Policy, Politics and the Pandemic. Can we find a common path?
Nov 18, 2020Shale Wong, MD
These are turbulent times. The collision of policy, politics and the pandemic has created an urgency for vision and stability. We find ourselves craving leadership and seeking clarity elucidated by science to define a path to safety. In our current state, where data is refuted or ignored, where the media filters and determines what and how information is presented to the masses, and the public holds rigidly to ideologic differences, who is responsible for health?
As a policy-focused clinician, never before have I experienced the degree of disruption we feel stemming from the impact of politics and public health. The scientific exploration to find relief from the surging pandemic is moving at an impressive pace.
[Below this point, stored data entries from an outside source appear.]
PR #227, opened 2020-12-03
Add bezier curve option for connecting lines

FaultyFunctions:
This was just to make the connecting lines look a bit fancier and it works really well with the new grid options. I have set it as the default value but if you wish the straight lines to be the default let me know. Thanks!

### DIFF
--- a/src/js/classes/settings.js
+++ b/src/js/classes/settings.js
@@ -148,7 +148,7 @@ export const Settings = function(app) {
 
   // Line Style
   this.lineStyle = ko
-  .observable(storage.getItem('lineStyle') || 'Bezier')
+  .observable(storage.getItem('lineStyle') || 'straight')
   .extend({ persist:'lineStyle' });
 
   // Always open nodes in Visual Studio Code Editor
--- a/src/js/classes/settings.js
+++ b/src/js/classes/settings.js
@@ -141,10 +141,15 @@ export const Settings = function(app) {
     .observable(storage.getItem('markupLanguage') || 'bbcode')
     .extend({ persist:'markupLanguage' });
 
-  // Markup language
+  // Playtest style
   this.playtestStyle = ko
     .observable(storage.getItem('playtestStyle') || 'chat')
     .extend({ persist:'playtestStyle' });
+
+  // Line Style
+  this.lineStyle = ko
+  .observable(storage.getItem('lineStyle') || 'Bezier')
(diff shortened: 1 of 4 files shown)


blurymind:
Can you add a screenshot please :) sounds good!

FaultyFunctions:
Sure!
Bezier Curves:
image

Straight Lines:
image

src/js/classes/settings.js
```diff
@@ -141,11 +141,16 @@ export const Settings = function(app) {
...
 
-  // Markup language
+  // Playtest style
   this.playtestStyle = ko
     .observable(storage.getItem('playtestStyle') || 'chat')
     .extend({ persist:'playtestStyle' });
 
+  // Line Style
+  this.lineStyle = ko
+  .observable(storage.getItem('lineStyle') || 'Bezier')
```
blurymind, line 151: can we make straight the default? They read better when you have loads and loads of nodes, its also less intrusive of a change to existing users

src/js/classes/workspace.js
```diff
@@ -448,51 +448,132 @@ export const Workspace = function(app) {
...
+              x1: to.x + normal.x * arrowLength,
+              y1: to.y + normal.y * arrowLength,
+              x2: to.x - normal.x * arrowWidth - normal.y * arrowHeight,
+              y2: to.y - normal.y * arrowWidth + normal.x * arrowHeight,
+              x3: to.x - normal.x * arrowWidth + normal.y * arrowHeight,
+              y3: to.y - normal.y * arrowWidth - normal.x * arrowHeight
+            });
+          }
+        }
+      } else {
```
blurymind, line 499: why not simply wrap both instead like so
if (node.linkedTo().length) {
    if (app.settings.lineStyle() === "straight") {
       ....
    } else {
       ....
    }
}

blurymind:
Code looks good 👍 again very clean PR. I could only see a couple of minor things :)

src/js/classes/workspace.js
FaultyFunctions: Good catch! Updating now.

FaultyFunctions:
Okay should be good now!

blurymind:
Thanks for updating this. Will have another look tonight :)

blurymind:
Merged! 🎉 
Thank you for working on this. Looks nice :)

Issue #219, opened 2020-10-09
[Windows] Opening a new file won't let you edit it if you're already in another yarn file


DavidNightcap:
This is a quality of life bug. The workaround currently is to close Yarn Editor entirely and reopen which is a bit annoying, but not the end of the world.

Repro steps:
1) Open a yarn file...may or may not need to make changes.
2) Use File -> Open to open a different yarn file.
3) Try to edit text in a node...notice you can't type anything.

DavidNightcap:
I just noticed this problem is actually more annoying now with the latest Editor update because it opens the last file you had open. So now you have to switch files, close it, reopen it, to be able to edit.

Issue #218, opened 2020-10-09
[Windows] CTRL+S does not save while in node editing mode


DavidNightcap:
Not sure if this is a feature request or a bug but it's bitten me many times trying to iterate on my dialogue and testing it out in game.

Repro steps:
1) Open a yarn file
2) Open a node for editing and type stuff.
3) Hit CTRL+S to save.
4) Either test in game or open in a text editor, but your changes are not saved.

Issue #37, opened 2019-09-18
[Windows] CTRL+Z clears a node's contents


desplesda:
<a href="https://github.com/renaudbedard"><img src="https://avatars1.githubusercontent.com/u/251134?v=4" align="left" width="96" height="96" hspace="10"></img></a> **Issue by [renaudbedard](https://github.com/renaudbedard)**
_Monday Aug 22, 2016 at 15:07 GMT_
_Originally opened as https://github.com/InfiniteAmmoInc/Yarn/issues/37_

----

Test case : 
- Create a node, add content
- Exit node
- Double-click on that same node
- Hit CTRL-Z
- Node text disappears, and that operation can't be undone

Before hitting CTRL+Z

![image](https://cloud.githubusercontent.com/assets/251134/17859719/bce243ec-6858-11e6-8747-acfb02dc122c.png)

After hitting CTRL+Z

![image](https://cloud.githubusercontent.com/assets/251134/17859725/c7cf149c-6858-11e6-86e7-93be05c2105d.png)

desplesda:
<a href="https://github.com/rcuddy"><img src="https://avatars2.githubusercontent.com/u/4494839?v=4" align="left" width="48" height="48" hspace="10"></img></a> **Comment by [rcuddy](https://github.com/rcuddy)**
_Wednesday Jun 28, 2017 at 10:28 GMT_

----

This 'clear' action on ctrl + z still happens, but at least on 0.2.1 ctrl + y puts the text back.

From what I can tell in the debugger the bit that's causing this to happen is ace.js undoChanges function. It calculates a delta of changes and if I understand it correctly, the act of loading a node into the ace editor causes a delta state of "it was empty, then I had a bunch of text". The wierd set of tabs and spaces you get are the result of the tabs inside the index.html `<div class="editor" id="editor" .... >{tab and spaces}</div>` which  ace considers the initial state to fall back to. If you remove those spaces, or populate the empty space with your own text, you can see that when the undo delta triggers you get whatver was between the open and closing tags.

That's great, that's the problem identified.

I have no idea how ace works though, so I'm not sure how to fix this. Does anyone have any suggestions on how we could interrupt the ace undo method if we're at the first local change which was "load node text into editor" ? I though the ctrl+z stuff in app.js updateHighlights may have been what was supposed to be doing this, but it seems that block of code is never actually called, at least that I've seen as yet.

PR #237, opened 2021-01-19
Various bug fixes & improvements

FaultyFunctions:
Full changes:

Editor:
- Rename `Complete Tags` to `Auto Close Tags` where appropriate.
- Rename `Complete Words` to `Autocomplete Suggestions` where appropriate.
- Rename `Complete Closing Characters` to `Auto Close Brackets` where appropriate.
- Fix bug where the three tags mentioned above wouldn't toggle properly.
- Fix how the Auto Close Tags works and remove unnecessary spaces.
- Removed the auto close tag for `[[ answer: | ]]`.  Not every one follows this format in their Yarn files and this will be depreciated anyway in the 2.0 Yarn spec. Same thing when clicking `Add Link` button.
- Increased `Add Link` font a little to be more readable.
- Added panning to selected node when you open the split editor.
- Updated editor title style to accommodate really long node titles for desktop & mobile.
- Split editor will now remember its previous width.

Canvas:
- Hopefully fixed a bug where grid color didn't register sometimes? Need to find a better way to update this rather than setting a timeout.
- Convert alignment alerts to Swal notifications to be less intrusive.
- Fix bug where panning to nodes would break the canvas if not in-editor and split-editor is enabled.

Dialogs:
- New file dialog will now ask for a file name after you confirm you want to open a new file.
- Editing the new file dialog a bit to better match the rest of the app's dialog aesthetics.

Try it out and let me know if you find any problems! Thanks!


FaultyFunctions:
Also once this is merged and taken care of, I was wondering if we could get a new release so people can download the new changes? Thanks!

FaultyFunctions:
Oops I maybe broke opening files on the web version. Investigating now...

FaultyFunctions:
https://github.com/YarnSpinnerTool/YarnEditor/commit/000ab57ace52cac255e4987ee09be35862b3b6a1 closes #219

blurymind:
> Also once this is merged and taken care of, I was wondering if we could get a new release so people can download the new changes? Thanks!

Releases stopped coming because the electron automatic builds stopped working. I welcome a pr to fix them. Maybe @daviddq can help?

blurymind:
I am against removing the autoclose tag for [[ or anything deprecating the old spec.
It is the only way to make a linked node for bondagejs users. Please keep compatibility with the old yarn until we can spin spec2 with a js module.

FaultyFunctions:
Oh sorry there has been a misunderstanding. I just removed the *full* autocompletion of it completing `[[` to `[[ answer: | ]]` since not everyone uses the full format and some people want to use just `[[node]]`. This doesn't remove support for the `[[` tag at all, it merely just doesn't pick one format over the other. This makes it less annoying for people who still want to use auto close tags for `[b][/b]` but don't want to get `[[ answer: | ]]` every time they type `[[`, if you understand what I mean.

blurymind:
Ah phew you gave me a scare for a moment. I am fine with that then :)

FaultyFunctions:
> > Also once this is merged and taken care of, I was wondering if we could get a new release so people can download the new changes? Thanks!
> 
> Releases stopped coming because the electron automatic builds stopped working. I welcome a pr to fix them. Maybe @daviddq can help?

I have no idea how the auto build stuff works or the dependabot thing functions. So any insight into that would be appreciated.

FaultyFunctions:
c58fe89 fixes #218

FaultyFunctions:
With d9fcd25 this can open up the possibility in the future of saving the entirety of the undo history in a file between sessions. So if you save a file and exit the editor, then open it back up again, you can still press Ctrl+Z and it'll undo text like you had just typed it. However, that's future work for a later time!

daviddq:
> > Also once this is merged and taken care of, I was wondering if we could get a new release so people can download the new changes? Thanks!
> 
> Releases stopped coming because the electron automatic builds stopped working. I welcome a pr to fix them. Maybe @daviddq can help?

I will take a look next weekend.

blurymind:
> With [d9fcd25](https://github.com/YarnSpinnerTool/YarnEditor/commit/d9fcd2571d16869751f7e11afa5b52b465d9e244) this can open up the possibility in the future of saving the entirety of the undo history in a file between sessions. So if you save a file and exit the editor, then open it back up again, you can still press Ctrl+Z and it'll undo text like you had just typed it. However, that's future work for a later time!

cool :) it looks like the beginning of an undo manager. Would the file history be stored inside the file or another hidden file mirroring it? How will that work with gist hosted files?

Anyways, please keep big features like this for a separate PR. In fact if this pr is not using it to fix anything in any way, I would recommend removing it from the pr.

FaultyFunctions:
Oh this data isn't stored in between sessions anywhere yet. It doesn't affect anything currently, it just keeps undo history internally while moving in between nodes. Once you exit the editor the history is reset just like it is currently. The way this works is by adding `this.undoManager = null;` variable inside `node.js`. Then when you exit the currently edited node it saves Ace's `UndoManager` object inside this variable, then when you load the node back up for editing it re-applies this `UndoManager` object to the editor.

That comment is just speculation on what we can do with this in the future, otherwise this feature is main just to fix #37.

We can open another PR later or issue to discuss how this should work in full if we do decide to tackle actually saving undo history on the file.

blurymind:
> Oh this data isn't stored in between sessions anywhere yet. It doesn't affect anything currently, it just keeps undo history internally while moving in between nodes. Once you exit the editor the history is reset just like it is currently. The way this works is by adding `this.undoManager = null;` variable inside `node.js`. Then when you exit the currently edited node it saves Ace's `UndoManager` object inside this variable, then when you load the node back up for editing it re-applies this `UndoManager` object to the editor.
> 
> That comment about saving the history was just speculation on what we can do with this in the future, otherwise this feature is mainly just to fix #37.
> 
> We can open another PR later or issue to discuss how this should work in full if we do decide to tackle actually saving undo history on the file.

ah clever - I like that you hook directly into the undo manager :)

Can you put all of  d9fcd25 in another PR once its more mature? It will make it much clearer to read on the diff of that pr.

FaultyFunctions:
Yeah sure but how would that work? I'm not sure how to accomplish that.

blurymind:
> Yeah sure but how would that work? I'm not sure how to accomplish that.

revert the commit on the branch of this pr (various-bug-fixes) and push it to another branch you have created? (maybe implement-undo-manager)

electron/package.json
```diff
@@ -40,6 +40,15 @@
     ]
   },
   "build": {
-    "productName": "Yarn Editor"
+    "productName": "Yarn Editor",
+    "fileAssociations": {
+      "ext": "yarn",
```
blurymind, line 45: ah, thats very nice :)  will let the electron version open yarn files via the OS file manager?

FaultyFunctions: After some research it seems only Windows 10 Universal Apps and Chrome Apps have a file handling API for this. This is being worked on I think for regular PWA apps?
See:
https://www.reddit.com/r/PWA/comments/gol8jh/open_with_pwa/

Not sure if this is possible or not with out current set up.

src/index.html
```diff
@@ -52,18 +52,18 @@
     </div>	
     <!-- undo/redo controls -->	
     <div class="app-undo-redo app-button">	
-      <span data-bind="click: function() { app.historyDirection('undo'); }">
+      <span data-bind="click: function() { app.historyDirection('undo'); }" title="Undo">
```
blurymind, line 55: nice :) I appreciate the tooltips

src/js/classes/app.js
```diff
@@ -374,7 +383,10 @@ export var App = function(name, version) {
     this.hearText = function() {
       const available = spoken.listen.available();
       if (!available) {
-        alert('Speech recognition not avaiilable!');
+        Swal.fire({
```
blurymind, line 386: nice, thanks for getting rid of the alerts

src/js/classes/app.js
```diff
@@ -17,6 +17,7 @@ import { data } from './data';
 import { yarnRender } from './renderer';
 import { Utils, FILETYPE } from './utils';
 import { RichTextFormatter } from './richTextFormatter';
+import Swal from 'sweetalert2';
```
blurymind, line 20: Iwonnder if this would work without importing it here. We are already importing it in index.js 🤔

blurymind:
thanks for this, the code looks alright 👍  just need to test it for regressions

electron/package.json
blurymind: There is a new api that gives access to the file system now
https://web.dev/file-system-access/
but there is a second part to this - how do we get the path to the file that is opened with the installed pwa? 

This one might be a can of worms for another pr i guess :)

electron/yarn-main.js
```diff
@@ -15,7 +18,19 @@ window.addEventListener("yarnReady", e => {
 });
 editorFrameEl.src = "app/index.html";
 
+window.addEventListener("yarnReadyToLoad", e => {
+  yarn = e;
+  // Open file on doubleclick on Windows
+  if (remote.process.platform === 'win32' && remote.process.argv.length >= 2 && !isDev) {
```
blurymind, line 24: this is a bit flaky. electron has a better way of dealing with this,
https://www.electronjs.org/docs/api/shell#shellopenpathpath

also if you are only checking for win32, what about other OS? You need to be checkingn if it is running on electron instead

src/js/classes/data.js
```diff
@@ -126,23 +142,50 @@ export const data = {
...
-    }
-    data.editingName(filename.replace(/^.*[\\\/]/, ''));
-    data.readFile(file, filename, true);
-    data.isDocumentDirty(false);
-    data.editingPath(file.path);
-    data.lastStorageHost('LOCAL');
-    app.refreshWindowTitle();
+    })
+  },
+  openFileOnStart: function(path, filename) {
```
blurymind, line 166: call this openFileFromLocalPath. A more descriptive and generic name is better imo

electron/yarn-main.js
```diff
@@ -15,7 +18,19 @@ window.addEventListener("yarnReady", e => {
 });
 editorFrameEl.src = "app/index.html";
 
+window.addEventListener("yarnReadyToLoad", e => {
```
blurymind, line 21: instead oh kicking this off with an event listener, you can do  it in electron/main.js

src/js/classes/app.js
```diff
@@ -144,7 +147,13 @@ export var App = function(name, version) {
       return null;
     });
     window.addEventListener('DOMContentLoaded', e => {
-      this.data.loadAppStateFromLocalStorage();
+      if (self.isElectron) {
+        var event = new CustomEvent('yarnReadyToLoad');
```
blurymind, line 151: I believe we aready have something to detect this event

see
https://github.com/4ian/GDevelop/blob/ce5282f41b6ff0eafbd3063b20237e88d9262596/newIDE/app/public/external/yarn/yarn-main.js#L24

src/js/classes/data.js
```diff
@@ -126,23 +142,50 @@ export const data = {
...
+      url: path,
+      async: false,
+      success: (result) => {
+        let type = data.getFileType(filename);
+        if (type == FILETYPE.UNKNOWN) {
+          Swal.fire({
+            title: 'Unknown filetype!',
+            icon: 'error'
+          });
+          self.loadAppStateFromLocalStorage();
```
blurymind, line 177: if it fails to load the file on start and loads a previous one - would that be a bit confusing? The user will think it loaded a different file than the one they double clicked on

src/js/classes/data.js
```diff
@@ -126,23 +142,50 @@ export const data = {
...
+        } else {
+          data.editingName(filename.replace(/^.*[\\\/]/, ''));
+          data.editingPath(path);
```
blurymind, line 180: I wonder if you can use data.openFile instead of replicating it here

electron/package.json
```diff
@@ -40,6 +40,15 @@
...
+      "name": "Yarn File",
+      "role": "editor"
+    },
+    "win": {
```
blurymind, line 49: can you add icon for mac and linux too?

src/js/classes/data.js
```diff
@@ -1,6 +1,7 @@
 /* eslint-disable jquery/no-ajax */
 const path = require('path');
 const saveAs = require('file-saver');
+import Swal from 'sweetalert2';
```
blurymind, line 4: again, I dont think you need to import it here :)

src/js/classes/richTextFormatterHtml.js
```diff
@@ -1,15 +1,15 @@
...
-    { Start: '[[', Completion: ' answer: | ]] ', Offset: -4 },
-    { Start: '<<', Completion: ' >> ', Offset: -3 },
-    { Start: '<colo', Completion: 'r=#></color> ', Offset: -10, Func: () => { app.insertColorCode(); } },
-    { Start: '<b', Completion: '></b> ', Offset: -5 },
-    { Start: '<img', Completion: '></img> ', Offset: -7 },
-    { Start: '<i', Completion: '></i> ', Offset: -5 },
-    { Start: '<u', Completion: '></u> ', Offset: -5 },
-    { Start: '<url', Completion: '></url> ', Offset: -7 },
+    { Start: '<<', Completion: '>>', Offset: -2 },
+    { Start: '<colo', Completion: 'r=#></color>', Offset: -9, Func: () => { app.insertColorCode(); } },
```
blurymind, line 7: if you right click on the hex code of a colour, and select a different one - does that properly replace the hex code?

electron/yarn-main.js
FaultyFunctions: Running it on dev makes `remote.process.argv` return an array with like 20 entries that doesn't contain any information we care about so without the isDev this would trigger and error out.

I wasn't sure how to get this working on the other OS systems. What's flaky about this? What's the better electron way? I tried multiple solutions but I could only get this one working... :/ If you wanna take a crack at it, I'd be more than happy!

src/js/classes/app.js
FaultyFunctions: Hmm I don't remember why I needed to create a new one but I did try using the "yarnReady" one and ran into some issues. I'll try to update this and see what happens, maybe I just overlooked something.

src/js/classes/richTextFormatterHtml.js
FaultyFunctions: Huh I didn't know that was a thing! I just tested and yes it works!

electron/yarn-main.js
blurymind: This should be handled by electrons api, so you really shouldn't be limiting it just to windows users, even if you can't test it.
Keep the isDev check, but get rid of the win32 one.
If it doesn't work on Linux or mac, someone using those will submit a pr anyways

src/js/classes/app.js
blurymind: Hmm strange. What was the error? Why didn't you fix it there rather than creating a second event doing the same thing?

blurymind: Can't you detect when the dom is loaded from inside the electrons yarn-main.js file instead?

src/js/classes/app.js
```diff
@@ -90,6 +91,7 @@ export var App = function(name, version) {
   this.editingPath = ko.observable(null);
   this.$searchField = $('.search-field');
   this.isEditorInPreviewMode = false;
+  this.isEditorInPlayMode = false;
```
blurymind, line 94: I wonder if these should be in the ui class

src/js/classes/app.js
```diff
@@ -144,7 +147,13 @@ export var App = function(name, version) {
       return null;
     });
     window.addEventListener('DOMContentLoaded', e => {
-      this.data.loadAppStateFromLocalStorage();
+      if (self.isElectron) {
+        var event = new CustomEvent('yarnReadyToLoad');
+        event.app = this;
+        window.parent.dispatchEvent(event);
+      } else {
+        self.data.loadAppStateFromLocalStorage();
```
blurymind, line 155: This will completely break the feature of restoring app state from local storage on electron. You need to only prevent it when arguments are being passed to the executable. Please refactor this

src/js/classes/app.js
```diff
@@ -1190,26 +1233,27 @@ export var App = function(name, version) {
...
+
   // TODO: move to UI?
   this.togglePreviewMode = function(previewModeOverwrite) {
     const editor = $('.editor')[0];
     const editorPreviewer = $('#editor-preview')[0];
 
     self.isEditorInPreviewMode = previewModeOverwrite;
     if (previewModeOverwrite) {
-      self.togglePlayMode(false);
+      if (self.isEditorInPlayMode) {
```
blurymind, line 1253: can you move these ui related varianles to the ui class? isEditorInPlayMode,  isEditorInPreviewMode?

blurymind:
Left some review notes :) The PR will actually break the app restore state feature on electron, so that needs to be remedied for sure before it moves forward

FaultyFunctions:
Actually it doesn't break local storage on electron though. Check yarn-main.js. It has code specifically to load from local storage if no arguments are passed (a user didn't double click a file to open).

I just disabled it specifically in app.js because I didn't want it to load from storage and then after a second load from the file the user double clicked. Which was a bit jarring. So this way it just loads the file the user clicked right away and still uses local storage if no arguments are passed.

I'll check out your other comments soon!

electron/yarn-main.js
```diff
@@ -15,7 +18,19 @@ window.addEventListener("yarnReady", e => {
...
+  yarn = e;
+  // Open file on doubleclick on Windows
+  if (remote.process.platform === 'win32' && remote.process.argv.length >= 2 && !isDev) {
+    let filepath = remote.process.argv[1];
+    let filename = path.basename(filepath);
+    yarn.app.data.openFileOnStart(filepath, filename);
+  } else {
+    yarn.app.data.loadAppStateFromLocalStorage();
```
blurymind, line 29: ah I noticed it now - it would be much better if this conditional (if/else) split is handled in one location instead of two. Either here or in the data class

blurymind:
> Actually it doesn't break local storage on electron though. Check yarn-main.js. It has code specifically to load from local storage if no arguments are passed (a user didn't double click a file to open).
> 
> I just disabled it specifically in app.js because I didn't want it to load from storage and then after a second load from the file the user double clicked. Which was a bit jarring. So this way it just loads the file the user clicked right away and still uses local storage if no arguments are passed.
> 
> I'll check out your other comments soon!

Would it be possible to do the if/else in either yarn-main or in data? When you split the logic across two files it makes the code harder to maintain. The other thing is - can you in the feature do a separate pr for each fix? When you lump them up together like this, its very hard to catch regressions and harder to follow.Its easier for me to miss something when the diff becomes huge :)

blurymind:
> > > Also once this is merged and taken care of, I was wondering if we could get a new release so people can download the new changes? Thanks!
> > 
> > 
> > Releases stopped coming because the electron automatic builds stopped working. I welcome a pr to fix them. Maybe @daviddq can help?
> 
> I will take a look next weekend.

@daviddq thank you for the awesome and really quick fix 🎉 it worked like a charm. We now have fresh electron builds, straight out of the oven  🍞 😄

electron/yarn-main.js
blurymind: Ok so, instead of doing this in yarn-main, why dont you do it in electron/main.js? 
You can detect if dom is ready 
https://www.electronjs.org/docs/api/web-contents#event-dom-ready

then you can pass the args with
mainWindow.webContents.send(...

alternatively, why do you even have this here at all and not handle it all in data.js?
`if (app.electron?.remote?.process?.argv?.length >= 2)`

This yarn-main file is an interface for bundling yarn in alien electron aps. When we are handling our own electron code, I prefer to add to main.js

blurymind:
I reverted your implementation of the file loading from args and implemented a simpler approach (less loopy).

With that I think the PR is ok.

Please in the future dont bundle fixes in one PR.
Do a PR per fix - not several in one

Vaccines are being developed with intense focus and record speed. Treatment and management are better understood every day. And our public health leaders are making valiant efforts. But political voices are the ones with the megaphones. It is overwhelming for all of us, health care providers included, to keep up and stay clear on these shifting grounds. Still, we are engaged and we feel responsible.
What has become brutally clear is a truth long evident before this crisis—that health does not happen within our health care system alone. Our health is dependent on behaviors, environments, social structures, and systems. The pandemic has revealed inequities in health and access; dramatically different views of self and others; and ultimately concerning disparities regarding the root of responsibility and accountability.
With this frame, our team at the Farley Health Policy Center pursues the study and development of policies that promote health equity. We strive to overcome fragmented systems and structures, integrating services and sectors. We trust that the arts and sciences shape our beliefs, values and culture for bringing us together. Our communities hold untapped power that can be leveraged and aligned to define and meet local needs. Our work depends on how we listen, reflect and build bridges between our fragmented structures and systems that support health.
We believe that policy enables action and structure to sustain and strengthen systems for health. Our policies must work for all of us, and should be informed by data that describes the inequities we seek to overcome. Policies can both perpetuate structural inequities and offer opportunity to change and improve efforts to achieve equity for populations that have long experienced inequitable health.
In the face of this pandemic and despite the political chaos, we see unprecedented opportunities to come together in the development and implementation of policies to mobilize community efforts and collaboration. Efforts to overcome fragmentation in our health care system have long been fraught with insufficient resources and lack of will to work together. But the pandemic may force our hand and infuse both energy and dollars that can build on momentum and passion rooted in an intolerance for inequity and unjust care that perpetuates the oppressed status quo. As we each recognize our vulnerabilities to this virus, perhaps we can renew a commitment to community and realize that caring for each other is ultimately in our own self-interest. We are all responsible to care for each other. The path is wide. It will accommodate all of us to lead and learn and follow; but we must act together to move forward.